Regular and Irregular Chiral polyhedra with Coxeter Diagrams and Quaternions

Chiral polyhedra, snub cube and snub dodecahedron are well known regular solids described with respective proper octahedral and proper icosahedral symmetries. In this project we construct the elements of the chiral tetrahedral, octahedral and icosahedral symmetries with quaternions by using the Coxeter-Dynkin diagrams A3, B3 and H3. Chiral group elements acting on a general vector expressed as a linear combination of the weight vectors in terms of two free parameters x and y lead, in general, to the vertices of the solids of irregular polyhedra.

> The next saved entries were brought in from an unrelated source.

PR #1331, opened 2023-01-20
fix: ui issues in full width mode

meelrossi:
This pr fixes several issues in full width mode:
- The View All should be alligned to the right as it was before (now with the new width, but same proportion). In the Parcels and Estates module and Names it's well alligned, it needs fixing in the latest listings and newest items
-  I'm seeing the Clear filters CTA in this page but there are no filters applied. And if I click on clear filters, it loads again but nothiing changes (it keeps showing me the Clear filters CTA)
- The items in this module should be centered
- Activity Screen: Column width in Activity is at 1064px should 1320px
- Footer still in the old format, it's not full width and it should
- Change the wording of the place holder for "Search Collections"
- Change the length of the search bar in the LAND section (grid view) so that the toggle to change between grid/map is outside the search box, here is an example of how it should look like


juanmahidalgo (approved):
LGTM!

PR #1364, opened 2023-01-30
feat: start commit to set the ESLint correctly

juanmahidalgo:


webapp/tsconfig.json
```diff
@@ -14,8 +14,8 @@
     "forceConsistentCasingInFileNames": true,
     "module": "esnext",
     "moduleResolution": "node",
-    "noUnusedLocals": true,
-    "noUnusedParameters": true,
+    "noUnusedLocals": false,
+    "noUnusedParameters": false,
```
kevinszuchet, line 18: Both `noUnusedLocals` and `noUnusedParameters` should be true, right?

It has been proved that for special values of the parameters regular chiral polyhedra can be obtained; regular and irregular chiral polyhedra possess the same symmetry. Each chiral group has been worked out in detail. Dynkin diagram symmetry in the case of A3 diagram extends the chiral tetrahedral group to the pyritohedral symmetry. Duals of the pseudo icosahedra with the tetrahedral and pyritohedral symmetries lead to the tetartoid and pyritohedron solids which correspond certain crystals in nature. It is shown that the centers of the vertices of the pseudo icosahedron describe the pseudo icosidodecahedron possessing irregular pentagons and scalene triangles as faces. Irregular snub cube is a convex solid covered with square, equilateral as well as scalene triangular faces and irregular snub dodecahedron consists of regular pentagons together with equilateral as well as scalene triangles. Regular snub cube and snub dodecahedron are obtained corresponding to the special values of the parameters of x and y.